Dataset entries
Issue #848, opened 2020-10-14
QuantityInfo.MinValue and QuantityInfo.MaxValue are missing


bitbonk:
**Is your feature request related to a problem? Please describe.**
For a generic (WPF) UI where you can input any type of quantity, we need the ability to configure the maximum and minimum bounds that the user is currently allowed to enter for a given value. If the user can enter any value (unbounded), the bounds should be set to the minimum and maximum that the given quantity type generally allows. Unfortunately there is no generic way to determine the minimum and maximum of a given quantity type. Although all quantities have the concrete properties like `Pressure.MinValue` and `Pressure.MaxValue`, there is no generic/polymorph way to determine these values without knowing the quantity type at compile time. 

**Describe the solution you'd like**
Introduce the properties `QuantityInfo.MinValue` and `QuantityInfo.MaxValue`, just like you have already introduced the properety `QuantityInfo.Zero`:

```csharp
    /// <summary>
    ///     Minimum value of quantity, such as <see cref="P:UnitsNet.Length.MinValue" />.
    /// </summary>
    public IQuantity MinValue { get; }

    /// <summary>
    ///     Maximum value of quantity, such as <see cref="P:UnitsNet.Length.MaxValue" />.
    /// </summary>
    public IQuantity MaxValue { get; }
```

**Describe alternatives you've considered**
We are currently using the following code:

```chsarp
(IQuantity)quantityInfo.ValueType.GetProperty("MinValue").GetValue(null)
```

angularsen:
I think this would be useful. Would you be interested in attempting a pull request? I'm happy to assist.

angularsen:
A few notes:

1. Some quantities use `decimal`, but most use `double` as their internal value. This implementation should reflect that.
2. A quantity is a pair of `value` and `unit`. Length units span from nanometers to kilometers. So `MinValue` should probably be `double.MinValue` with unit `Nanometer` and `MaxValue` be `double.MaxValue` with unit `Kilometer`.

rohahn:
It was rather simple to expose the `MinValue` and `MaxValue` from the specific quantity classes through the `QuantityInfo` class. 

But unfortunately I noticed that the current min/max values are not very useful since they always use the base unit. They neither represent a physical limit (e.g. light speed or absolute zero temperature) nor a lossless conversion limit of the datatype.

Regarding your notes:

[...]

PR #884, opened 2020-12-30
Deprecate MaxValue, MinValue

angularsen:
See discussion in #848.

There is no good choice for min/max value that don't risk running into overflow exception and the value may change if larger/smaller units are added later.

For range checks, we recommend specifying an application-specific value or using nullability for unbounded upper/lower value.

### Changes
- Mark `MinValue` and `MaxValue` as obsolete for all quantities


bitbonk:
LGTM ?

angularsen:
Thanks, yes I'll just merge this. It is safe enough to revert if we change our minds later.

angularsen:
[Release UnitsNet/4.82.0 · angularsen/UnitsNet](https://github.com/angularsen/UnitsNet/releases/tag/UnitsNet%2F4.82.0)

THE TASK: For each line in the data that holds "your", add one to a count, then report that count alone.

ANSWER FOR THIS EXERCISE: 2